作者:言无咎/奇梦潭 当前章节:15480 字 更新时间:2026-6-23 11:47

听到这里,关小山心中略定;毫无疑问,云出岫若是帮忙佐证,份量可比李青重多了。

白乐天却不乐意了,气急败坏地跳出来嚷道:“云出岫!你把我等当无脑之人耍么?你的这个护身神将问题大得很,岂是你一句最了解就能撇清的?”

云出岫对白乐天的态度好多了,受到指责后没有反唇相讥,反而淳淳说道:“白乐天神君,把你当无脑之人耍的另有其人,却不是我。我和白莽年龄相仿,修为相若,说一句惺惺相惜也不为过;白莽遇难之时,我非常难过,因此亲自带人前往野猪林围杀关小山。如此作为,一是为同道修士报仇雪恨,而是捍卫神界和昆仑城;和有些人利用神君你的报仇之念、陷害无辜不可同日而语。”

云出岫话中含义极为明显,姜伯长听了立时忍耐不住,怒声喝斥道:“云出岫!你庇护自家神将也就罢了,怎敢说我陷害无辜?若非你的神将来历不明、到处都是疑点漏洞,岂会惹人怀疑?”

“那可不一定!”

云出岫寸步不让,反唇相讥道:“就算阿秀来历清白,没有任何疑点漏洞,你姜伯长照样不会放过,照样会威逼利诱四小福地的行商和昆仑城修士制造出一堆疑点、漏洞。临尘阁大长老的权力有多大,能不能做到这些,我很清楚,四位神君也很清楚!”

端木广大怒,厉声叱道:“云出岫!你——血口喷人!我和你的神将无冤无仇,如果不是他有问题,我干嘛为难于他!”

“无冤无仇?真的吗!”

云出岫哧地冷笑,不屑道:“姜伯长,这里任何人都可以质疑阿秀的出身来历,唯独你不能。因为——你和我有仇,你一直在暗中设计害我,今日你栽赃陷害阿秀是假,对付我才是真。”

姜伯长愕然一愣,云出岫的语气像是要撕破脸,准备拿步随心、叶常开等人的死说事,这是杀敌一千自损八百的蠢事,却不是不可能发生,女人的心思最难琢磨,谁知道她会不会豁出去?她若真豁出去将一切尽皆揭开的话,对他可就太不利了。

姜伯长有些后悔,发觉自己低估了云出岫的心志,这次出手逼得太狠以至于招来了反噬。就在这时,端木广适时送来支持,不悦地对云出岫说道:“出岫!你是当过一军主帅的,没有证据就不要乱说,姜伯长比你大了一百多岁,不是同时之人,和你会有什么仇怨?为什么要设计暗害你?”

姜伯长闻言心里一松,步随心父子是和云出岫、关小山一道出去的,云出岫揭破此事,只会对她自己不利,很难牵扯到他身上来。

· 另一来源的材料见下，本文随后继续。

PR #1144, opened 2016-11-27
Fix bug 1128 ObjectWnd sort is not persistent.

### LINKED ISSUE #1128: Objects menu sort not working nor remembered on action
### Environment

* **FreeOrion Version**: compiled from [MatGB/freeorion at lgm-doyle-test-branch](https://github.com/MatGB/freeorion/tree/lgm-doyle-test-branch) using some fixes by @LGM-Doyle then running using the a rebased Fighters branch for default
* **Operating System**: Linux Kubuntu
* **Fetched as** 
  * Compiled from source

### Description
List boxes in general and the Objects menu in particular are especially jumpy and not always sorting correctly. Specifically, if a column is created in Objects for Environment and then clicked, it should sort all my planets by their environment, it doesn't.

Regardless of this, if I select a number of planets and right click/queue a building or right click/set a focus, the list resorts itself and loses position. However, even on columns where the sort is working correctly (sort by focus works fine) the sort is lost but the list doesn't know this, so reclicking will give a reverse sort requiring another click instead.

I've also noticed the production screen listbox jumps when an item is queued, especially buildings, this is also new behaviour and is likely linked, given that queuing one item now allows for extra items to appear at that location (eg Drydocks followed by Nanorobotic facility) this is not at all ideal and can be disruptive.

### Expected Result
Clicking a column to sort should correctly sort so that eg all Poor planets are together. Right clicking planet(s) to queue a building or set a focus should not change the listbox order or position.

LGM-Doyle:
The PreRender on the ObjectRow was preventing the ObjectPanel cache from
updating correctly for use with SortKey().

Move the PreRender() down the hierarchy into ObjectPanel, means that the
data update (faster) and the layout update (slower) can be separated.

This PR fixes #1128.

### DIFF
--- a/UI/ObjectListWnd.cpp
+++ b/UI/ObjectListWnd.cpp
@@ -1259,7 +1259,7 @@ public:
 
     void                ResourceCenterChanged() {
         RefreshCache();
-        Refresh();
+        RequirePreRender();
     }
 
     std::string         SortKey(std::size_t column) const {
@@ -1271,6 +1271,11 @@ public:
     }
 
     int                 ObjectID() const { return m_object_id; }
+
+    virtual void PreRender() {
+        GG::Control::PreRender();
+        RefreshLayout();
+    }
 
     virtual void        Render() {
         if (!m_initialized)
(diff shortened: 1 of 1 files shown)


MatGB:
Works for me, I have succesfully queued a bunch of gaia transformations and told all my research planets that we've had enough of that thank you.

Issue #1147, opened 2016-11-28
Regression: build candidates list rewinds after adding an item to the build queue


l29ah:
This makes it painful to add multiple tasks of one ship.

MatGB:
Was going to start an issue on this having mentioned it as an aside elsewhere, but yes.

When you add something to the production queue and/or if you change the order size or repeat number, the producible items list jumps, so you can't always see the same thing, especially annoying if, for example, you want several different outpost ships to be given rally points to different places.

In addition, if deleting an item from a long production list, it now jumps to the middle of the list, which makes cleaning up after capturing AI worlds building unnecessary things (eg if they've already lost a capital and are rebuilding high priority buildings) even more frustrating.

l29ah:
7ace2fe8b5362e698f84634eef9b235de6d00e11 is the first bad commit

LGM-Doyle:
@l29ah thanks for the bug report.  

I think that #1150 addresses the issue.  Your comments are welcome.

Vezzra:
Bump. @l29ah, @MatGB, has the issue been solved for you? Can we close this?

l29ah:
Yes.

PR #1150, opened 2016-11-29
Fix bug 1147 production wnd tracking of queue.

LGM-Doyle:
This fixes bug #1147.

This changes the tracking of both the production queue and the build designator queue in the production window.   Now the behavior of both when a new list is loaded is as follows:
- If at the top of the list stay at the top of the list.
- If you were not at the bottom then keep the same first row, even when rows have been added or removed.
- If you at the bottom then preserve the same relative position from the bottom.
- otherwise the list is shorter than before so show the top.


l29ah:
Looks worky.

PR #1152, opened 2016-12-01
Improve listbox initialization of rows.

LGM-Doyle:
This PR has two commits that improve the initialization of list box rows.

One sets the row's width on insert.

The second prerenders rows if and when they are normalized.


geoffthemedio:
Dunno if there is any difference I should notice, but it seems fine...

PR #1154, opened 2016-12-01
PreRender specials panel after changes during prerender.

LGM-Doyle:
This fixes the last flickering item that I saw in the sidepanel, for issue #1093.

Changing the specials panel during prerender causes changes to be
scheduled for layout in the next prerender, which appears as a visible
glitch.

This commit forces a prerender of the specials panel at the end of 
PlanetPanel::DoLayout() which is only called during the prerender phase.

### DIFF
--- a/UI/SidePanel.cpp
+++ b/UI/SidePanel.cpp
@@ -1069,6 +1069,11 @@ void SidePanel::PlanetPanel::DoLayout() {
 
     Resize(GG::Pt(Width(), std::max(y, min_height)));
 
+    // DoLayout() is only called during prerender so prerender the specials panel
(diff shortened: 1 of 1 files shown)


geoffthemedio:
For something this small, I think you can just commit without a pull request first...

LGM-Doyle:
OK.

It was also to point out that I think #1093 is fixed, unless someone points out a specific item that is flickering.

geoffthemedio:
There's no visible jitter in the position of the sidepanel controls, but the stealth stat icon does seem to flicker (go black) briefly - perhaps a frame - when pressing turn. (In the case where all the sub-panels are collapsed)

Issue #1148, opened 2016-11-28
improve visibility of sensor ghosts


TheSilentOne1:
Bug reports like this one ( https://github.com/freeorion/freeorion/issues/1130 ) bring it to attention that it can sometimes be difficult to recognize the scanlines over a ghost fleet. An easy fix would be to change the scanline color. The following screenshot shows the change of a single line of scanlines.frag, adding some green:
const vec4      half_gray = vec4(0.0, 0.8, 0.0, 0.5);   // darkened pixels

![invisible_fleets](https://cloud.githubusercontent.com/assets/12985960/20671558/118d06c6-b57e-11e6-8db9-67cde4672e12.jpg)

It is obvious that the color of the scanlines over nebulae, systems etc. would better not be changed. So I'd propose to just change the color for ghost fleets, which would require a modification of the shader so it takes a color as an argument (replacing the half-gray variable).
Other ideas are certainly welcome!

geoffthemedio:
How does that colour look interacting with the various other empire coloured detection range circles?

LGM-Doyle:
How about de-saturating the ghost's color, so that they look white, pale and ghostly.  

It would conflict with the new `White Kraken`.

TheSilentOne1:
I'm working some more on this, will report next week (probably).

TheSilentOne1:
Adressed with #1155.

PR #1155, opened 2016-12-05
fine-tuning the scanline shader

TheSilentOne1:
In reference to https://github.com/freeorion/freeorion/issues/1148:
This pull request improves the use of the scanline shader (sls) throughout the game by allowing to assign a color to it. Currently, the sls is used for the fleet and ship data panel on the fleet window, planets on the sidepanel, as well as fleet buttons, systems and fields on the map screen. For the sls of fleet buttons, the complementary color of the fleet buttons is used, which helps a lot with the sensor ghost issue referenced above. All the other uses of the sls have been fine-tuned.

As always, I'm especially grateful for advice regarding the C++ code.

sls-test

### DIFF
--- a/UI/CUIControls.cpp
+++ b/UI/CUIControls.cpp
@@ -2232,12 +2232,14 @@ namespace {
     ScanlineRenderer scanline_shader;
 }
 
-ScanlineControl::ScanlineControl(GG::X x, GG::Y y, GG::X w, GG::Y h, bool square /*= false*/) :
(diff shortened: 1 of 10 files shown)


geoffthemedio:
You appear to have just used the complementary colour on the map, but not the fleet window lists, or (presumably) the objects list... why?

TheSilentOne1:
The black scanlines work okay on the fleet window. However, due to their small size and being in front of a black background, the scanlines of the fleet buttons need a different treatment to be visible (enough). That's why they have been given the complementary color.

PR #1420, opened 2017-03-19
Remove boost::chrono from the build files.

LGM-Doyle:


geoffthemedio:
@adrianbroher ?

adrianbroher:
Builds fine on all systems and runs on Linux so I don't expect any issues on the other two.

云出岫却也赞同端木广之说,点头道:“端木广神君放心,我和空口无凭、只靠猜测臆想哗众取宠之辈不同,说出来的话自然会有担当。。。。。。”

姜伯长暗怒,云出岫口中的哗众取宠之辈明显指得是自己,随即又是一凛,因为云出岫自信满满说是有证据,果真如此的话,肯定对自己不利。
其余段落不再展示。